Poor Code Quality Sucks

Figure 2. Poor Code Quality Sucks

Who would not want a good code review sessions with very less number of review comments? Good for both code reviewers and the software developers who developed that code.

Code Review Comments vis-a-vis Code Quality

Figure 3. Code Review Comments vis-a-vis Code Quality

In this post, you would learn about some of the following:

  • A quick introduction to object-oriented coding principles, code smells etc.
  • Sample interview questions
  • Practice test

Object-oriented Coding Principles vis-a-vis Code Quality

  • One can write good quality code by following SOLID principles
    • S: Single Responsibility Principle (SRP) – A block of code must have just one reason to change or perform single functionality.
    • O: Open-closed Principle (OCP) – A block of code such as class is open for extension but closed for modification.
    • L: Liskov substitution principle (LSP) – A reference of derived class can be used (substituted) in place of base class.
    • I: Interface segregation principle (ISP) – Large interfaces can be broken down into small interfaces representing cohesive contracts.
    • D: Dependency inversion principle (DIP) – A high-level module should not depend on low-level modules.
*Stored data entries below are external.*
PR #1553, opened 2019-08-06
Dev/sambent/speller1540

### LINKED ISSUE #1540: Crash inserting text in front of Hyperlink when spelling is enabled
Hard crash (FailFast) when inserting text in front of a Hyperlink in a RichTextBox, when spell-checking is enabled.

This is a port of a recent servicing fix in .NETFx.

SamBent:
Addresses #1540 

Ensure that each spell-checking task makes progress before stopping for a timeout.


rladuca:
We're in tell-mode right now, so we don't want to use things like "Fixes" or "Resolves" to auto-close issues.

Issue #1541, opened 2019-08-05
WPF controls in a RowVirtualized DataGrid control lose their value after scrolling


SamBent:
(Port of recent .NETFx servicing fix)
ComboBox (or any Selector) displays the wrong value for SelectedValue (or any selection property) when
1. ComboBox is declared in a cell template of a DataGrid
2. Both ItemsSource and SelectedValue are bound to the row's data item via implicit DataContext (as opposed to explicit Source, ElementName, RelativeSource, etc.)
3. DataGrid row virtualization is enabled.
4. Item is re-virtualized, then de-virtualized.  E.g. scrolling it out of view, then back in.

Root cause:
Re-virtualization causes the item's UI to be disconnected.  This sets DataContext to {DisconnectedItem}, which should set ItemsSource to null and leave SelectedValue unchanged, while removing property-changed listeners and other similar cleanup.  But if ItemsSource happens first, Selector tries to change SelectedValue (to null).   In a DataGrid, this records null as the "proposed value" of SelectedValue, (awaiting writing to the data item when the row-edit is committed).   When the item is later de-virtualized, the cell displays the proposed value (null).

Fix:  Selector should not change its selection properties, when reacting to being disconnected.

SamBent:
Fixed checked in: https://github.com/dotnet/wpf/pull/1557

PR #1557, opened 2019-08-07
WPF controls in a RowVirtualized DataGrid control lose their value after scrolling

SamBent:
Addresses #1541 

Selector should not change its selection properties, when reacting to being disconnected.


SamBent:
Somehow all the line breaks got changed from "unix" to "dos", so it looks like the whole file changed.  (They are "dos" in .NETFx, as are the majority of files in this repo, so reverting them improves consistency.)

The real change occurs in method OnItemsChanged at lines 1113-1130 (in the new file):  
a. move call to base.OnItemsChanged to the beginning
b. adding a check for DisconnectedItem before doing any other work

Issue #1423, opened 2019-07-28
PresentationUI ref-assembly missing: Build fails because cannot find type PresentationUIStyleResources


jbe2277:
* .NET Core SDK: 3.0.100-preview7-012821
* VS 2019: 16.2.0
* Windows version: Win10 1809 (Azure VM, connected via Remote Desktop)
* Does the bug reproduce also in WPF for .NET Framework 4.8?: No

Now I get a build error for a solution which already build with an older .NET Core 3 version.

**It worked with:**
* .NET Core SDK: 3.0.100-preview5-011256
* Microsoft.WindowsDesktop.App 3.0.0-preview5-27610-56

**Reproduce:**
* Clone [https://github.com/jbe2277/waf.git](https://github.com/jbe2277/waf.git)
* Checkout the **netcoreapp3.0** branch
* Open `System.Waf.sln` in VS 2019.
* Build `Samples/Writer/Writer.Presentation`

**Build error:**
```
4>------ Build started: Project: Writer.Presentation, Configuration: Debug Any CPU ------
4>C:\Users\dev\source\repos\waf\src\System.Waf\Samples\Writer\Writer.Presentation\Views\PrintPreviewView.xaml(15,44): 
error MC3066: The type reference cannot find a public type named 'PresentationUIStyleResources'. Line 15 Position 44.
```

**Code line that produces this build error:**
https://github.com/jbe2277/waf/blob/c7773460a1d58256b201df15c197c2b4263ec88e/src/System.Waf/Samples/Writer/Writer.Presentation/Views/PrintPreviewView.xaml#L15

**Workaround:**
Comment this line and it builds.

rladuca:
Well this is strange.  PresentationUI.dll is NOT part of the reference set of .NET Framework.  So this shouldn't build in .NET Framework at all.

However, looking at the binlog from the build, I see it picks this up from the GAC using the full library DLL.

```
    ReferenceAssembly = C:\WINDOWS\Microsoft.Net\assembly\GAC_MSIL\PresentationUI\v4.0_4.0.0.0__31bf3856ad364e35\PresentationUI.dll
```

In Preview7, we removed PresentationUI from our reference set to match .NET Framework's reference set.

@vatsan-madhavan @SamBent What do you think about this?  If picking up references from the GAC is a scenario in .NET Framework I am worried that matching the reference set isn't enough.  Even if this is unintended, it seems like something that is relied on.

rladuca:
[...]

PR #1563, opened 2019-08-07
Adding PresentationUI to RefAssembly list in build-props.

vatsan-madhavan:
Helps with addressing #1423 - adding back PresentationUI ref-assembly.

Adding PUI to RefAssembly list in props.


vatsan-madhavan:
This change must be merged, and the generated transport packages would have to flow into DncEng/dotnet-wpf-int repo, where the actual changes to add back PresentationUI ref assembly will be staged. The two changes (updated package versions from this PR, and the actual PresentationUI ref-assembly additions) must be merged together.

Issue #1564, opened 2019-08-07
Adopt YAML Stages based Publishing and Validation 


vatsan-madhavan:
The Arcade team has guidance available for the adoption of publishing via YAML Stages here: https://github.com/dotnet/arcade/blob/master/Documentation/CorePackages/YamlStagesPublishing.md

They will be tracking the status of repos adopting these templates here: https://github.com/dotnet/arcade/blob/master/Documentation/YamlStagesRepoStatus.md. 

The target completion date for this work is 8/13.

vatsan-madhavan:
PR for DncEng/dotnet-wpf-int merged: https://dev.azure.com/dnceng/internal/_git/dotnet-wpf-int/pullrequest/2567?_a=overview

vatsan-madhavan:
PR for DncEng\dotnet-wpf-int: https://dev.azure.com/dnceng/internal/_git/dotnet-wpf-int/pullrequest/2567?_a=overview (merged)

PR #1565, opened 2019-08-07
Adopt YAML stages based publishing and validation in dotnet/wpf

vatsan-madhavan:
Addresses https://github.com/dotnet/wpf/issues/1564 for [dotnet/wpf](https://github.com/dotnet/wpf). 

We have a couple of successful builds from this branch: 

- https://dev.azure.com/dnceng/internal/_build/results?buildId=299330
- https://dev.azure.com/dnceng/internal/_build/results?buildId=298971

### DIFF
--- a/azure-pipelines.yml
+++ b/azure-pipelines.yml
@@ -77,8 +77,9 @@ stages:
       # enabled back once this issue is resolved: https://github.com/dotnet/arcade/issues/2912
       enableSourceLinkValidation: false
       # This is to enable SDL runs part of Post-Build Validation Stage
+      # Temporarily disable SDK validation until https://github.com/dotnet/arcade/issues/3565 is resolved. 
       SDLValidationParameters:
-        enable: true
+        enable: false
         params: ' -SourceToolsList @("policheck","credscan")
         -TsaInstanceURL $(_TsaInstanceURL)
         -TsaProjectName $(_TsaProjectName)
--- a/azure-pipelines.yml
+++ b/azure-pipelines.yml
@@ -6,13 +6,19 @@
 #
 
 variables:
+    # clean the local repo on the build agents
+  - name: Build.Repository.Clean
+    value: true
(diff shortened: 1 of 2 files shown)


azure-pipelines.yml
```diff
@@ -6,13 +6,19 @@
...
 
 variables:
+    # clean the local repo on the build agents
+  - name: Build.Repository.Clean
+    value: true
+  - name: _PublishUsingPipelines
+    value: true
+  - name: _DotNetArtifactsCategory
+    value: WINDOWSDESKTOP
+  - name: _DotNetValidationArtifactsCategory
```
safern: I guess this will be removed before merging?

eng/pipeline.yml
```diff
@@ -176,3 +177,4 @@ jobs:
         #   (_HelixPipeline && _PublicBuildPipeline && _ContinuousIntegrationTestsEnabled && _BuildConfig == Release)
         #
         condition: and(succeeded(), eq(variables['_HelixPipeline'], 'true') ,eq(variables['_BuildConfig'], 'Release'), eq(variables['_PublicBuildPipeline'], 'true'), eq(variables['_ContinuousIntegrationTestsEnabled'], 'true'))
+
```
safern: Nit: extra whiteline.

azure-pipelines.yml
vatsan-madhavan: I'm assuming the question is about _DotNetValidationArtifactsCategory. _DotNetArtifactsCategory=WINDOWSDESKTOP is required. 

Does it have to be removed? I was going to leave it in. I would imagine it comes into play only when channel=validation.

safern: Yes I was refering to `_DotNetValidationArtifactsCategory` -- it doesn't hurt leaving it in, just to make it cleaner and not have unused variables, however on a second thought, this might come into play when testing new validations or new features for publishing from arcade that need to be adopted.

Rather, both should depend on abstractions.
  • DRY is another principle which states that code must not be duplicated. DRY stands for Don’t Repeat Yourself. Following DRY principle would enhance code maintainability.
  • A code following SRP will have higher cohesiveness and reusability.
  • A code having high cohesiveness will have high reusability.
  • Code quality can be measured as a function of the cyclomatic complexity of the code; Cyclomatic complexity is a count of linearly independent paths through the program source code. One can determine the cyclomatic complexity of code by counting the number of conditional expressions (such as if-then-else, do-while, switch-else, for etc) in the code.
  • Higher the cyclomatic complexity of the source code, lower is the possibility of achieving high unit test coverage of code which could impact the code maintainability.
  • The following are some of the code smells which could be found with code violating single responsibility principle:
    • Long class
    • Long method
    • Large number of conditional expressions
  • The following are some of the code refactoring techniques which could fix the violation of single responsibility principle:
    • Extract class
    • Extract method
    • Move method

Common Interview Questions

  • What are SOLID principles?
    • Ans: SOLID principles are a set of five design principles for object-oriented programming. The acronym SOLID stands for:

      S: Single responsibility principle

      O: Open closed principle

      L: Liskov substitution principle

      I: Interface segregation principle

      D: Dependency inversion principle

      These principles help to create high-quality code by ensuring that individual classes and modules are cohesive and well-defined. They also promote modularity and code reuse, making it easier to maintain and update software over time.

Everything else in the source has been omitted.